Dabei versuche ich zuerst eine eigene Lösung zu finden und probiere vieles aus. Leider werden mir meistens schnell meine Grenzen aufgezeigt. Durch meine ungenauen Fragen läuft es dann oft in die falsche Richtung.

Die Aufgabe habe ich oben nochmal konkret beschrieben. 
Nun gibt es immer viele Wege, die zum Ziel führen. Wenn ich das richtig sehe, sind es zwei unterschiedliche Dinge, einmal die Reihenfolge, die täglich durcheinander gebracht werden müsste, und einmal die Werte für die Pausen erzeugen.
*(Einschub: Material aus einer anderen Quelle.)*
PR #835, opened 2024-03-21
ENG-629: Event subscription and metrics 

aakoshh:
The PR subscribes to events emitted by the application via `tracing` and feeds them into `prometheus` metrics. 

It doesn't yet include serving the metrics over HTTP; that will be in a followup PR.


raulk (commented):
Kinda LGTM, but it's sad that we're losing the type safety from the original event schema objects. I wonder if we can shoot for an Trait-based abstraction where we decorate each event type with a `record_metrics(Self, <some
Prometheus context>)` method that we then invoke from the emit event macro. I don't see a strong reason why this _needs_ to be downstream of the tracing subscriber?

raulk:
In the future we could add field attributes to bind event struct fields to concrete metrics. Actually, something like that may already exist?

aakoshh:
The base idea was that you can emit events (ideally nested data structures in the future, like we could with the `valuable` feature, not these purposefully flattened versions), without having to think there and then what metrics you want to maintain and how. Sure, you might have an idea, but it would be up to the consumer if it's prometheus, what the metric is called, etc. 

I agree that it's not nice to lose the static typing. Unfortunately even with `valuable` it's just going to be the equivalent of a JSON object.

Maybe I can work on the definition of finding the values to be checked against the existence of fields, let me see..

raulk:
> The base idea was that you can emit events (ideally nested data structures in the future, like we could with the valuable feature, not these purposefully flattened versions), without having to think there and then what metrics you want to maintain and how. Sure, you might have an idea, but it would be up to the consumer if it's prometheus, what the metric is called, etc.

I see conceptually what you're proposing, but I think the level of indirection adds to the complexity. I'd find it easier as a Fendermint dev to be forced to think about how a particular event is going to transpire into metrics as soon as I add the event schema. If I'm unsure, I can always leave it as a TODO. Honestly I'm not convinced that the indirection buys us anything?

raulk (approved):
BTW, I'm happy to try this out, no need to block on my opinion. We can always refactor later if we agree we can improve the ergonomics.

aakoshh:
> Honestly I'm not convinced that the indirection buys us anything?

It's certainly no panacea. In the "original" it was a statically typed dependency that could be used to emit certain kind of events the module raised, and it was an easy way to say: okay, I want to log this part with this level, turn that part into a metric, without e.g. having to modify the consensus module, re-audit it, etc. Using `tracing` is a bit of a straight jacket.

I think what it buys from my perspective is that there's only one thing to concentrate on at a time: what the domain events are is considered separately from whether they should be logged or turned into metrics. They exist on their own right. For example here, two events aren't turned into metrics because they are already available from CometBFT, so there's no need for it. All the parts are decoupled from each other, which I like.

OTOH I do appreciate how Bitswap comes with its own metrics and we don't have to study its events to map them :shrug: 

You are right, if it doesn't work for us, we can always find a different way. Certainly it's easier to hunt these down than ad-hoc metrics and logs scattered around the code base.

PR #840, opened 2024-03-25
Support submit checkpoint in parallel

mb1896:
This closes ENG-767.

We now support submitting bottum-up checkpoint with limited parallelism, configured by `--max-parallel-submission` flag in `ipc-cli checkpoint relayer` command.

### DIFF
--- a/ipc/provider/src/checkpoint.rs
+++ b/ipc/provider/src/checkpoint.rs
@@ -191,17 +191,14 @@ impl<T: BottomUpCheckpointRelayer + Send + Sync + 'static> BottomUpCheckpointMan
                     .unwrap();
                 all_submit_tasks.push(tokio::task::spawn(async move {
                     let height = event.height;
-                    if let Err(e) =
+                    let result =
                         Self::submit_checkpoint(parent_handler_clone, submitter, bundle, event)
                             .await
-                    {
-                        log::error!("Fail to submit checkpoint at height {height}: {e}");
-                        drop(submission_permit);
-                        Err(e)
-                    } else {
-                        drop(submission_permit);
-                        Ok(())
-                    }
+                            .inspect_err(|err| {
+                                log::error!("Fail to submit checkpoint at height {height}: {err}");
+                            });
+                    drop(submission_permit);
+                    result
                 }));
 
                 count += 1;
--- a/ipc/provider/src/checkpoint.rs
+++ b/ipc/provider/src/checkpoint.rs
@@ -42,6 +42,7 @@ impl<T: BottomUpCheckpointRelayer> BottomUpCheckpointManager<T> {
         child: Subnet,
         parent_handler: T,
         child_handler: T,
+        max_parallel_submission: usize,
     ) -> Result<Self> {
         let period = parent_handler
             .checkpoint_period(&child.id)
@@ -56,7 +57,7 @@ impl<T: BottomUpCheckpointRelayer> BottomUpCheckpointManager<T> {
             parent_handler: Arc::new(parent_handler),
             child_handler,
             finalization_blocks: 0,
-            submission_semaphore: Arc::new(Semaphore::new(4)),
+            submission_semaphore: Arc::new(Semaphore::new(max_parallel_submission)),
         })
     }
 
@@ -71,12 +72,13 @@ impl BottomUpCheckpointManager<EthSubnetManager> {
         parent: Subnet,
         child: Subnet,
         keystore: Arc<RwLock<PersistentKeyStore<EthKeyAddress>>>,
+        max_parallel_submission: usize,
     ) -> Result<Self> {
         let parent_handler =
             EthSubnetManager::from_subnet_with_wallet_store(&parent, Some(keystore.clone()))?;
         let child_handler =
             EthSubnetManager::from_subnet_with_wallet_store(&child, Some(keystore))?;
-        Self::new(parent, child, parent_handler, child_handler).await
+        Self::new(parent, child, parent_handler, child_handler, max_parallel_submission).await
     }
 }
 
--- a/ipc/provider/src/checkpoint.rs
+++ b/ipc/provider/src/checkpoint.rs
@@ -190,7 +190,14 @@ impl<T: BottomUpCheckpointRelayer + Send + Sync + 'static> BottomUpCheckpointMan
                     .await
                     .unwrap();
                 all_submit_tasks.push(tokio::task::spawn(async move {
-                    Self::submit_checkpoint(parent_handler_clone, submitter, bundle, event).await;
+                    match Self::submit_checkpoint(parent_handler_clone, submitter, bundle, event).await {
+                        Ok(()) => {
+                            log::debug!("Successfully submitted checkpoint");
+                        }
+                        Err(_err) => {
+                            log::debug!("Failed to submit checkpoint");
+                        }
+                    }
                     drop(submission_permit);
                 }));
 
@@ -213,7 +220,7 @@ impl<T: BottomUpCheckpointRelayer + Send + Sync + 'static> BottomUpCheckpointMan
         submitter: Address,
         bundle: BottomUpCheckpointBundle,
         event: QuorumReachedEvent,
-    ) {
+    ) -> Result<(), anyhow::Error> {
         let epoch = parent_handler
             .submit_checkpoint(
                 &submitter,
@@ -227,13 +234,13 @@ impl<T: BottomUpCheckpointRelayer + Send + Sync + 'static> BottomUpCheckpointMan
                     "cannot submit bottom up checkpoint at height {} due to: {e:}",
                     event.height
                 )
-            })
-            .unwrap();
+            })?;
 
         log::info!(
             "submitted bottom up checkpoint({}) in parent at height {}",
             event.height,
             epoch
         );
+        Ok(())
     }
 }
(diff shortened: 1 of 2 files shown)


ipc/provider/src/checkpoint.rs
```diff
@@ -162,30 +178,62 @@ impl<T: BottomUpCheckpointRelayer + Send + Sync + 'static> BottomUpCheckpointMan
...
-                            "cannot submit bottom up checkpoint at height {} due to: {e:}",
-                            event.height
-                        )
-                    })?;
-
-                log::info!(
-                    "submitted bottom up checkpoint({}) in parent at height {}",
-                    event.height,
-                    epoch
+                    .unwrap();
```
cryptoAtwill, line 191: Just curious about the behaviour when the number of checkpoints to submit (say 10) is actually more than number of permits (say 2). So `acquire_owned` will actually block if 2 checkpoints are being submitted until one of 2 actually finishes? Even if `submit_checkpoint ` fails and the thread crashes, `drop(submission_permit)` will be executed and no dead lock here right?

ipc/provider/src/checkpoint.rs
```diff
@@ -162,30 +178,62 @@ impl<T: BottomUpCheckpointRelayer + Send + Sync + 'static> BottomUpCheckpointMan
...
+                all_submit_tasks.push(tokio::task::spawn(async move {
+                    Self::submit_checkpoint(parent_handler_clone, submitter, bundle, event).await;
```
cryptoAtwill, line 193: Will this actually work in parallel, because there is a `sequential` enforcement in the checkpoint height, so say we are submitting two checkpoints at height 100 and 130. If height 100 is not submitted, 130 cannot be submitted. My question is really about sort of `race` in the sense that if height 100 is still in the memory pool and the transaction for height 130 is submitted, will it pass the gas estimation without errors? Or will it be rejected due to `nonce` not set incrementally?

ipc/provider/src/checkpoint.rs
mb1896: > So acquire_owned will actually block if 2 checkpoints are being submitted until one of 2 actually finishes? 

Yes, it will literally block (the `for` loop just pauses).

> Even if submit_checkpoint  fails and the thread crashes, drop(submission_permit) will be executed and no dead lock here right?

My last version had an issue where the async task can panic before dropping the permit (because the use of `unwrap()`). It's been fixed here so the permit will be dropped no matter it succeeds or fails when submitting the checkpoint.

ipc/provider/src/checkpoint.rs
mb1896: I'm not entirely sure whether the submit of 130 can succeed if the submit of 100 is still in progress...@aakoshh Can you share your opinions here?

aakoshh: I don't know how Lotus works exactly, but let's say that it:
* limits the number of pending transactions in the mempool to 4
* orders the pending transactions by nonce 
* applies them to an in-memory check-state like fendermint

If that were true, then as long as the transactions are _created_ in a logical order, their order could be restored by Lotus when they are included in the block. As for the checks, it probably depends on whether that particular node has seen the preceding transactions are not. 

Note that we would still _send_ the transactions sequentially, we just don't want to _wait_ for the receipt between each submission.

ipc/provider/src/checkpoint.rs
```diff
@@ -162,30 +178,71 @@ impl<T: BottomUpCheckpointRelayer + Send + Sync + 'static> BottomUpCheckpointMan
...
-                    "submitted bottom up checkpoint({}) in parent at height {}",
-                    event.height,
-                    epoch
+                    .unwrap();
+                all_submit_tasks.push(tokio::task::spawn(async move {
+                    match Self::submit_checkpoint(parent_handler_clone, submitter, bundle, event)
+                        .await
+                    {
+                        Ok(()) => {
+                            log::debug!("Successfully submitted checkpoint");
```
aakoshh, line 197: Maybe log which height has been submitted.

ipc/provider/src/checkpoint.rs
```diff
@@ -162,30 +178,71 @@ impl<T: BottomUpCheckpointRelayer + Send + Sync + 'static> BottomUpCheckpointMan
...
+                        }
+                        Err(_err) => {
+                            log::debug!("Failed to submit checkpoint");
```
aakoshh, line 200:
```suggestion
                        Err(err) => {
                            log::error!(error = err, height = bundle.height, "Failed to submit checkpoint");
```
Not sure how to log the height, but ignoring errors and even demoting the log to `debug` level is a recipe for frustration.

ipc/provider/src/checkpoint.rs
```diff
@@ -162,30 +178,71 @@ impl<T: BottomUpCheckpointRelayer + Send + Sync + 'static> BottomUpCheckpointMan
...
+            .submit_checkpoint(
+                &submitter,
+                bundle.checkpoint,
+                bundle.signatures,
+                bundle.signatories,
+            )
+            .await
+            .map_err(|e| {
+                anyhow!(
+                    "cannot submit bottom up checkpoint at height {} due to: {e:}",
```
aakoshh, line 236:
```suggestion
                    "cannot submit bottom up checkpoint at height {} due to: {e:?}",
```
Not sure what `{e:}` is but I suspect it's the same as `{e}`. There is also `{e:#}`.

ipc/provider/src/checkpoint.rs
```diff
@@ -162,30 +178,71 @@ impl<T: BottomUpCheckpointRelayer + Send + Sync + 'static> BottomUpCheckpointMan
...
+                    event.height
+                )
+            })?;
+
+        log::info!(
+            "submitted bottom up checkpoint({}) in parent at height {}",
+            event.height,
+            epoch
```
aakoshh, line 244:
```suggestion
            height = event.height, epoch, "submitted bottom up checkpoint"
```

ipc/provider/src/checkpoint.rs
aakoshh: I see this is completely redundant with the `info` log [below](https://github.com/consensus-shipyard/ipc/pull/840/files#diff-43df7702e44369062dcd87a6d917f2d9e7a026ef31e8bacedd1248088b064b65R241). 

I would suggest one of two options:
* only do logging here, remove the one below, or
* remove the success logging from here and keep the one below, logging only the errors here: `if let Err(e) = Self::submit_checkpoint(...) { log::error!(error=e, ... }`

ipc/provider/src/checkpoint.rs
mb1896: The `error = err`, `height = bundle.height` do not seem to work. I just log them in a string instead.

ipc/provider/src/checkpoint.rs
```diff
@@ -162,30 +178,71 @@ impl<T: BottomUpCheckpointRelayer + Send + Sync + 'static> BottomUpCheckpointMan
...
+                    "This round has asynchronously submitted {:} checkpoints",
+                    count
                 );
             }
         }
 
+        log::debug!("Waiting for all submissions to finish");
+        join_all(all_submit_tasks).await;
+
+        Ok(())
```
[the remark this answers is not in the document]
mb1896: Good point! Fixed!

ipc/provider/src/checkpoint.rs
raulk: Indeed, blockchain nodes accept gapped transactions via their RPC and via the mpool, because they live in an eventually consistent universe. Note that any of these can happen, in addition to other scenarios, of course:

* The user submits transactions in sequence to a load-balanced RPC endpoint, and they land gapped in the backend nodes.
* The user submits out of order transactions to the same node, which is just a subcase of the gapped situation.
* The user submits many transactions, all in order, to the same backend node, but each tx takes different gossip propagation routes through the network and it arrives to various nodes in various non-sequential and gapped orders.

ipc/provider/src/checkpoint.rs
raulk: @aakoshh key values were added to the `log` crate in v0.4.21, but our `Cargo.lock` is fixed on v0.4.20. We'll need to upgrade before we can adopt them without using unlocking the `unstable_kv` feature.

ipc/provider/src/checkpoint.rs
```diff
@@ -162,30 +178,70 @@ impl<T: BottomUpCheckpointRelayer + Send + Sync + 'static> BottomUpCheckpointMan
...
+                        Self::submit_checkpoint(parent_handler_clone, submitter, bundle, event)
+                            .await
+                    {
+                        log::error!("Fail to submit checkpoint at height {height}: {e}");
+                        drop(submission_permit);
+                        Err(e)
+                    } else {
+                        drop(submission_permit);
+                        Ok(())
+                    }
```
raulk, line 204: If all we're doing is log, we can use [`inspect_err`](https://doc.rust-lang.org/std/result/enum.Result.html#method.inspect_err).

raulk (approved):
This is OK for a start, but it's closer to a batched submission than to actual parallelism. The goal was to have `max-parallelism` active threads submitting checkpoints at all times. Could you please comment on how this was tested?

mb1896:
> ~This is OK for a start, but it's closer to a batched submission than to actual parallelism. The goal was to have `max-parallelism` active threads submitting checkpoints at all times.~
> 
> EDIT: apologies, I think I misread a loop condition. This indeed is performing parallel submissions!
> 
> Could you please comment on how this was tested?

I tested it by running the relayer locally by adding much more debug log (not checked in), and had this observation: 
- Before reaching the parallelism limit, there are no "context switch" ("context switch" here means switching to executing another async code block at `await`, not switching threads) when acquiring the permit from semaphore. I observed is that all permit will be quickly acquired. No submission results ever shows at this point
- Then in the next loop, context switch happened when trying to acquire new permit, the submission result shows, then another context switch happened and a new permit is acquired and a new submission happened. If there's no response from the earliest submission that's currently happening, it will block there waiting for permit
- No deadlock happens and all permit are eventually dropped

I think these observations is what we expected from the change.

PR #844, opened 2024-03-28
ENG-731: Ethereum API transaction buffer (Part 2)

aakoshh:
Depends on https://github.com/consensus-shipyard/ipc/pull/842

Buffer out-of-order transactions sent to the Ethereum API facade until they can be included. 

- [x] Test to show that out-of-order transactions are rejected
- [x] Create a buffer indexing unsent transactions by sender and nonce
- [x] Detect nonce rejection in the facade
- [x] Add rejected transactions to the buffer and return the hash
- [x] Decode the nonce of transactions included in blocks in the `NewBlocks` subscription
- [x] Check if nonces included in the blocks can trigger a chain of new submissions
- [x] Submit transactions when enabled
- [x] Remove transactions included in the blocks from the buffer
- [x] Add a configuration for how much the nonce can be in the future; 0 means buffer is disabled
- [x] Parse the error message for expected and observed nonce
- [x] If the nonce is too far ahead, return the error immediately

### Testing

The tests use the `standalone.yaml` layout (a single node) to deploy transactions with an opposite order of nonces.

```bash
cargo test -p fendermint_materializer --test docker -- out_of_order --nocapture
```


fendermint/eth/api/src/mpool.rs
```diff
@@ -25,22 +27,81 @@ const RETRY_SLEEP_SECS: u64 = 5;
...
+    tx_cache: TransactionCache,
+    tx_buffer: TransactionBuffer,
+) where
+    C: Client + SubscriptionClient + Send + Sync,
+{
     loop {
         let query = Query::from(EventType::NewBlock);
 
-        match client.underlying().subscribe(query).await {
+        match client.subscribe(query).await {
```
cryptoAtwill, line 104: If the Client dies, will there be some kind of restart mechanism or resubscription? Then the pruning might be stoped and out of order txns are not submitted.

fendermint/eth/api/src/mpool.rs
```diff
@@ -25,22 +27,81 @@ const RETRY_SLEEP_SECS: u64 = 5;
...
+                    buffer.remove(&nonce);
+                }
+            }
+        })
+    }
+
+    /// Gather any messages that have been enabled by transactions added to a block.
+    ///
+    /// These are removed from the cache, submission is only attempted once.
+    fn remove_enabled<'a, I>(&self, txs: I) -> Vec<(Address, Nonce, ChainMessage)>
```
cryptoAtwill, line 61: do you think it's a good idea to limit the size of items removed?

fendermint/eth/api/src/mpool.rs
```diff
@@ -25,22 +27,81 @@ const RETRY_SLEEP_SECS: u64 = 5;
...
+    where
+        I: Iterator<Item = (&'a Address, Nonce)>,
+    {
+        self.0.with(|c| {
+            let mut msgs = Vec::new();
+            for (sender, mut nonce) in txs {
+                if let Some(buffer) = c.get_mut(sender) {
+                    nonce += 1;
+                    while let Some(msg) = buffer.remove(&nonce) {
```
cryptoAtwill, line 70: this is more like a depth first removal, not sure if this is fair to other addresses that might have submitted the txn earlier. Actually is fairness a concern at all here.

fendermint/eth/api/src/mpool.rs
```diff
@@ -57,8 +118,22 @@ async fn tx_cache_clearing_loop(
...
+                                }
+
+                                let tx_hashes = txs.iter().map(|(h, _, _)| h);
+                                let tx_nonces = || txs.iter().map(|(_, s, n)| (s, *n));
+
+                                tx_cache.remove_many(tx_hashes);
+                                // First remove all transactions which have been in the block (could be multiple from the same sender).
+                                tx_buffer.remove_many(tx_nonces());
+                                // Then collect whatever is enabled on top of those, ie. anything that hasn't been included, but now can.
+                                let enabled = tx_buffer.remove_enabled(tx_nonces());
```
fridrik01, line 134: `enabled` seems like a boolean, maybe use sth like `enabled_txs`

fridrik01 (commented):
this looks reasonable to me, though @cryptoAtwill has some comments

fendermint/eth/api/src/mpool.rs
aakoshh: Yes if `.next()` returns an `Err` then we come back here and subscribe again. The subscription will cause a new websocket client to be created.

fendermint/eth/api/src/mpool.rs
aakoshh: You are right it is depth first. This was the simplest code I could come up with, which I believe is fine for a first PR. If you have a more elaborate strategy then we can create a ticket for it. 

I think ultimately fairness should be built into the proposal methods, as you won't be able to control how transactions are submitted to the mempool, but there you can order them to your liking.

fendermint/eth/api/src/mpool.rs
aakoshh: Renaming to `unblocked_msgs`

fridrik01 (approved):

PR #845, opened 2024-03-28
CONFIG: Add setting for external addresses for the resolver

aakoshh:
I was under the impression that the `libp2p::Swarm` somehow gets the external [address reported](https://github.com/libp2p/rust-libp2p/blob/1a9cf4f7760724032b729c43165716c7ecd842ad/swarm/src/lib.rs#L1193) to it and it passes it on [to Kademlia](https://github.com/libp2p/rust-libp2p/blob/695404d56bf51cd86d983e3c699d71bdbd9e87d1/protocols/kad/src/behaviour.rs#L2621) but it doesn't seem to work with more involved network setups. 

This PR adds a `FM_RESOLVER__CONNECTION__EXTERNAL_ADDRESSES` setting which accepts a list of `Multiaddr` types.

### DIFF
--- a/fendermint/app/config/default.toml
+++ b/fendermint/app/config/default.toml
@@ -183,6 +183,11 @@ max_provider_age = 300
 # Leaving it empty disables the IPLD Resolver.
 listen_addr = ""
 
+# A list of known external addresses this node is reachable on.
+# If left empty we rely on the `libp2p::Swarm` and the `Identity` protocol to discover it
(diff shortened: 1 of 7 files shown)


folex (approved):
LGTM! We do the same in [Nox](https://github.com/fluencelabs/nox/blob/master/nox/src/node.rs#L512).

fridrik01 (approved):
LGTM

Wenn es zwei unterschiedliche Dinge sind habe ich eine Bitte. Ich möchte mit der Reihenfolge beginnen, die mit der Variablen Start=True beginnt und die Aufgaben mit A ... G in eine beliebige Reihenfolge bringt. Wenn es geschickter ist, beides zu kombinieren, dann bitte zusammen.

Danke für Euer Verständnis


----------



## Heinileini (30 November 2020)

Thomas_v2.1 schrieb:


> Die einfachsten Zufallsgeneratoren sind absolut simpel von der Berechnung her und benötigen nur eine Variable als Speicher, ...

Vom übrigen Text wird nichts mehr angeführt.